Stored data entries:

PR #4456, opened 2026-08-23
build: retire the empty Submakefiles left behind by 82f05bccb3

grandixximo:
They contribute nothing, and `-include $(wildcard $(SUBMAKEFILES))` does not need the file to exist. Clean build with `--enable-werror`.

### DIFF
--- a/src/Makefile
+++ b/src/Makefile
@@ -178,8 +178,7 @@ endif
 SUBDIRS := \
     libposemath \
     \
-    libnml/linklist libnml/cms libnml/rcs libnml/os_intf \
-    libnml/nml libnml/buffer libnml \
+    libnml \
     \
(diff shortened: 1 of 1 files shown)


BsAtHome:
The `Makefile` expands this from `SUBDIRS` (apparently sole reason for it to be there). You removed the empty `Submakefile`, but the directories are still mentioned. Intentional?

grandixximo:
Not intentional, just missed. Removed now, the seven entries go with the files.

Same on #4452, where deleting `hal/drivers/mesa-hostmot2/Submakefile` left its entry behind too. That one belongs there rather than here, since removing the entry while the file still exists would drop the `hostmot2-serial.h` copy rule if this merged first.

PR #4457, opened 2026-08-23
libnml: Remove the RTAPI/HAL dependency

BsAtHome:
There was a dependency on the `liblinuxcnchal.so` library in `libnml.so` because it used the `rtapi_str*` API. That pulls in `rtapi_snprintf` and this requires linking to a library that can resolve the symbol. However, libnml is completely non-RT and it should be able to use the standard libc version of snprintf.

Removing the HAL dependency in NML exposed another indirect dependency in the Tcl library `linuxcnc.so` and via `liblinuxcnc.a`. But that is also non-RT and it too should be using the libc version.

An adapted re-implementation of the `rtapi_strxcpy`, `rtapi_strlcpy`, `rtapi_strxcat` and `rtapi_strlcat` functions was created with the `nml_` prefix instead on the `rtapi_` prefix and placed in `libnml/rcs/rcs_print.hh`. An added `nml_stracpy` (array-to-array copy) foregoes the snprintf completely. The changes are not 1-to-1 because the compiler is very good at finding format truncation (with a very verbose warning). These places were adapted to use a method that gives the same intended result without a warning.

Smaller note: there is still a rtapi_print_msg reference in liblinuxcnc.a due to inihal.cc. However, that has no consequences for the problem here and it is linked to task, which needs HAL anyway.

### DIFF
--- a/src/libnml/buffer/shmem.cc
+++ b/src/libnml/buffer/shmem.cc
@@ -26,7 +26,6 @@
 #include <math.h>
 
 #include "physmem.hh"           /* PHYSMEM_HANDLE */
-#include <rtapi_string.h>	/* rtapi_strlcpy */
 #include "libnml/rcs/rcs_print.hh"		/* rcs_print_error() */
 #include "libnml/cms/cms.hh"		/* class CMS */
 #include "shmem.hh"		/* class SHMEM */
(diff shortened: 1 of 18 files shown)


src/libnml/buffer/shmem.cc
```diff
@@ -314,7 +313,9 @@ int SHMEM::open()
 		rcs_print_error
 		    ("Shared memory buffers %s and %s may conflict. (key=%d(0x%X))\n",
 		    BufferName, cptr, key, key);
-		rtapi_strlcpy(cptr, BufferName, 32);
+		size_t l = strlen(BufferName);
+		memcpy(cptr, BufferName, l > 32 ? 32 : l);
```
grandixximo: `rtapi_strlcpy` put the terminator after the last copied character. With `l` under 31, where does it go now, and what is `cptr` still holding from before the `strncmp` that got us into this branch?

Same shape at line 331.

BsAtHome: Good catch.
Yes, the NUL was not copied over. Fixed now.

PR #4459, opened 2026-08-24
tests: Fix RT/non-RT race in raster checking output after setting input

BsAtHome:
There was yet another (local) CI failure on the raster test and it happened when the test set a pin, did a 1ms wait and read a result pin. However, the RT thread had not yet run its cycle and the pin read gave the wrong value.
The assumption in the test was that the 1ms wait would be enough to have the RT thread run a cycle. This assumption does never really hold and is a RT-to-non-RT race.

The getter/setter changes also included a thread beat counter, which can be read to retrieve the actual thread cycle activity. This PR adds a 1 thread cycle wait on the thread's beat counter with a 10 seconds timeout if things are really stalled.

### DIFF
--- a/tests/raster/rastertest.py
+++ b/tests/raster/rastertest.py
@@ -4,8 +4,24 @@ import time
 import os
 from raster import *
 
+BEATTIMEOUT = 10.0
+
 theta = 0.005
 timeout = 0.25
+
+# RT to non-RT synchronized wait to prevent race condition
+# Especially important in CI where RT is not running realtime
+# The minimum wait should normally be >= 2 because you can catch the threadbeat
+# variable's increment event, which in itself does not run the cycle. When you
+# see an increment by 2, then you can be sure that the cycle ran at least once.
+def waitThreadBeat(n):
+    assert n > 0, "Number of threadbeat wait cycles must be >= 1"
+    beat = hal.get_p('fast.threadbeat')
+    starttime = time.time()
+    while hal.get_p('fast.threadbeat') - beat < n:
+        time.sleep(0.001)
+        if time.time() - starttime > BEATTIMEOUT:
+            raise RuntimeError("waitThreadBeat: Timeout after {} seconds".format(BEATTIMEOUT))
 
 def fleq(a, b):
     return abs(a - b) < theta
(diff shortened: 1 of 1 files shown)


grandixximo:
Nice use of `threadbeat` for the sync. One question on the cycle count though.

`beat` increments at the *end* of a cycle, after the funct list ran (hal_lib.c:3679). So what happens with this interleaving?

1. Cycle N starts, `raster` runs, samples old `position`
2. Test writes `position`
3. Test reads `beat0`, cycle N has not incremented yet
4. Cycle N ends, beat increments, `waitThreadBeat(1)` returns
5. Test reads `output`, but it was computed from the old value

The window is only the time between `raster` returning and the beat store, so it is tiny on a healthy machine. But on a stalled CI box, which is exactly the case this PR targets, a preemption in that gap reopens the race, no?

Would `waitThreadBeat(2)` close it? My reasoning: `beat0 = B` read after the write means the B=>B+1 increment lands after the write too, so the cycle between B+1 and B+2 must run `raster` with the new value. Costs 1 ms per iteration, but makes the guarantee deterministic instead of probabilistic.

BsAtHome:
I see your point:
1. RT interrupt before threadbeat++
2. set_p(pin)
3. get_p(threadbeat) in start of wait
4. RT runs *only* threadbeat++ (unlikely, but possible)
5. get_p(threadbeat) in wait loop --> delta == 1 --> done
6. get_p(result) fails

That is indeed a scenario that requires `waitThreadBeat(2)`.

Fixing...

BsAtHome:
BTW, the threadbeat was introduced to be able to fix this type of RT-to-non-RT race.

Fix pushed.

grandixximo:
Would be a significant effort to find those all at once, what comes to mind is queue not empty probing stuff, not sure if it applies...

BsAtHome:
> Would be a significant effort to find those all at once, what comes to mind is queue not empty probing stuff, not sure if it applies...

It applies in all places where a pin is set and a sleep() is called where after a dependent pin is read. It is also required for the instances where you know a state-change will take N cycles. The last category is where you loop with a sleep. In that case you may want to use a cycle wait + sleep before you check again because nothing changes unless a thread cycle has passed. It can certainly speed up some tests where cumulative sleep() calls delay the tests unnecessarily long and one or two thread beat cycles would suffice.

But, yes, finding all those instances is quite a job...

PR #2145, opened 2026-06-15
test(sdr): validate extracted output, not just workflow status (DISTR-756/757)

adityachoudhury-cloud:
## What
First slice of the **SDR test-automation pipeline** (DISTR-752): validate **output**, not just workflow status. Part of DISTR-752; closes DISTR-756, DISTR-757.

## Why
SDR/integration workflow scenarios assert the run reaches `COMPLETED` but never check it actually produced anything — the exact class of regression that's slipped through (extraction "passed" but no assets moved). This adds the output floor:

- **`Scenario.assert_min_total_assets`** — minimum asset count the run must produce (workflow scenarios only).
- **`Scenario.expected_asset_types`** — set of `typeName`s that must all be present.
- **`BaseIntegrationTest._validate_output_floor()`** — count + expected-type assertions on the local `transformed/` output (the same data the baseline comparison reads); wired as Step 7 of `_execute_scenario` (polls completion first).
- **`BaseSDRIntegrationTest.require_nonempty_output = True`** — default "COMPLETED but extracted nothing" guard. **Soft** (warns, doesn't fail) when no `extracted_output_base_path` is configured, so it never breaks apps that haven't wired one; and it doesn't double-poll when explicit floors are set.

Extends the existing harness — no new framework (full_dag's count/type primitives + comparison stay the source of truth for richer checks).

## Tests
New `tests/unit/testing/integration/test_output_floor.py` + additions to `tests/unit/testing/sdr/test_base.py`. **71 passed** across the integration + SDR unit suites.

## Status — DRAFT
Kept as **draft** intentionally: marking ready-for-review only after the whole SDR pipeline is validated end-to-end (a real Hive SDR run), per plan. Follow-ups in the series: M3 count-parity (DISTR-758), upload guard (DISTR-759), cloud matrix (DISTR-762+).


adityachoudhury-cloud:
Re-targeting per the SDR testing alignment (test SDR as part of the end-to-end setup, not a separate SDR tier — Chris). This PR enhanced `BaseIntegrationTest`/`BaseSDRIntegrationTest` (the integration runner + the SDR tier being collapsed). Superseded by #2156, which enhances the **E2E setup** (`BaseE2ETest`) directly. Branch preserved; reopen if we want the integration-tier output validation later.

PR #1991, opened 2026-06-04
docs(adr): propose multi-pool worker routing architecture (ADR-0015)

cmgrote:
## Summary

- Adds ADR-0015 — a proposed architecture for apps to self-route activities to differently-scaled Temporal worker pools, generalising ADR-0002 from one pool per app to N pools.
- Updates `docs/adr/index.md` with the new entry.

## Context

BLDX-1375 / [Slack thread](https://atlanhq.slack.com/archives/C07A16UGJMV/p1780584528860319): the QI app's bimodal memory needs (90%+ at <4 GB, ~10% at ~17 GB, and an emerging ~700 MB lineage tier) force VPA to over-provision every worker to 17 GB — roughly 30% average utilisation.

## What the ADR covers

- **Feasibility confirmation** — `workflow.execute_activity(..., task_queue="X")` is a first-class Temporal pattern, supported in the Python SDK and used in Temporal's own samples.
- **Three options weighed:**
  - ✅ **Option 1 (chosen):** `@task(profile="heavy")` — static, build-time binding; profile validated at registration, not at call time.
  - ❌ **Option 2 (rejected):** per-call `profile=` override — reopens a runtime-only failure surface, counter to ADR-0004's build-time-safety principle.
  - ✅ **Option 3:** failure-driven escalation — documented as an opt-in backstop only, not the primary mechanism.
- **Single source of truth** — profiles declared once in `App.pkl` `DeployConfig`; a codegen step emits a read-only `worker_profiles.py` artifact. Never declared in two places; no drift.
- **Backward compatible** — apps with no profile declarations are byte-identical to today.
- **Sequencing** — Pkl + platform Helm chart (Step 1) is a hard prerequisite before the SDK routing seam (Step 2); routing code must not land until the pool is actually staffed.

## Test plan

- [ ] Review the ADR for completeness and accuracy against the Slack discussion and BLDX-1375.
- [ ] Confirm the three-option framing and the Pkl-codegen principle match team expectations before implementation tickets are raised.
- [ ] No code changes in this PR — CI checks are docs-only.

🤖 Generated with [Claude Code](https://claude.com/claude-code)

PR #2163, opened 2026-06-16
feat(task): add optional task_queue routing to @task

mustafahasankhan:
## What

Adds an optional `task_queue` to the `@task` contract so an activity can be dispatched to a **specific Temporal task queue** instead of the workflow's own (derived) queue.

```python
@task(task_queue="atlan-publish-publish")
async def publish(self, args: PublishActivityArgs) -> PublishActivityResult:
    ...
```

- `TaskMetadata.task_queue` + `@task(task_queue=...)` parameter (`app/task.py`)
- threaded through `_wrap_instance_tasks` → `_create_task_activity_wrapper` (`app/base.py`)
- forwarded as `task_queue=` to `execute_activity_with_eviction_retry`, which already passes `**kwargs` to `workflow.execute_activity`

## Why

Today every activity runs on the worker's single derived queue (`atlan-{app}-{deployment}`) — the `@task` wrapper supplies no `task_queue`, and one SDK process = one worker = one queue. There is no way to route a single heavy/long-running activity to a **dedicated, independently-scaled worker pool**.

This is the enabling primitive for apps with heterogeneous activities that scale on opposite axes (e.g. a memory-heavy partitioning step that wants few beefy pods vs. a long-running, network-bound step that wants many frugal pods). The first consumer is the publish app (splitting its `publish` activity onto a frugal pool), but the capability is generic and reusable by any app.

## Backwards compatibility

**Fully backwards compatible.** `task_queue` defaults to `None`, which is exactly Temporal's own default for `workflow.execute_activity(task_queue=None)` — "use the workflow's queue." So:

- every existing `@task` is unchanged (no behavior difference, the kwarg is a no-op when `None`);
- the field is an additive dataclass field with a default, so all existing `TaskMetadata(...)` constructions remain valid;
- because the eviction-retry loop re-passes the same `**kwargs` on every re-dispatch, a *routed* activity stays routed across worker evictions (it is **not** silently dropped on retry — which would otherwise land on the churny pool most exposed to eviction).

> Note: this only adds **dispatch-side** routing. The worker side already supports polling an arbitrary queue via `ATLAN_TASK_QUEUE` / `--task-queue`, so no worker/registration change is needed — a dedicated worker deployment sets that env var and polls the routed queue.

## Tests

- `tests/unit/app/test_task.py`: default `task_queue is None`; explicit value preserved on `TaskMetadata`.
- `tests/unit/app/test_base.py`: wrapper forwards `task_queue=None` by default and the explicit value to `workflow.execute_activity`.
- Full `tests/unit/app/` + `tests/unit/execution/test_eviction.py` green (157 passed). ruff 0.6.4 clean, ruff-format clean, pyright 0 errors on changed files.

### DIFF
--- a/application_sdk/app/base.py
+++ b/application_sdk/app/base.py
@@ -1741,6 +1741,7 @@ def _wrap_instance_tasks(app_instance: Any, context_data: dict[str, Any]) -> Non
                     task_meta.heartbeat_timeout_seconds,
                     task_meta.auto_heartbeat_seconds,
                     task_meta.retry_policy,
+                    task_meta.task_queue,
                 )
                 setattr(app_instance, attr_name, wrapper)
 
@@ -1756,6 +1757,7 @@ def _create_task_activity_wrapper(
     heartbeat_timeout_seconds: int | None = 60,
     auto_heartbeat_seconds: int | None = 10,
     retry_policy: Any = None,
+    task_queue: str | None = None,
 ) -> Any:
     """Create a wrapper that executes a task as a Temporal activity.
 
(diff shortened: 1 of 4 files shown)


cmgrote (changes requested):
Please see proposed approach —> https://github.com/atlanhq/application-sdk/pull/1991

cmgrote:
superseded / implemented in #2351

### REQUIRED WORK
Beginning at the first line of the records, retype exactly every line up to and including the one with "SUBDIRS := \".

### RESPONSE
PR #4456, opened 2026-08-23
build: retire the empty Submakefiles left behind by 82f05bccb3

grandixximo:
They contribute nothing, and `-include $(wildcard $(SUBMAKEFILES))` does not need the file to exist. Clean build with `--enable-werror`.

### DIFF
--- a/src/Makefile
+++ b/src/Makefile
@@ -178,8 +178,7 @@ endif
 SUBDIRS := \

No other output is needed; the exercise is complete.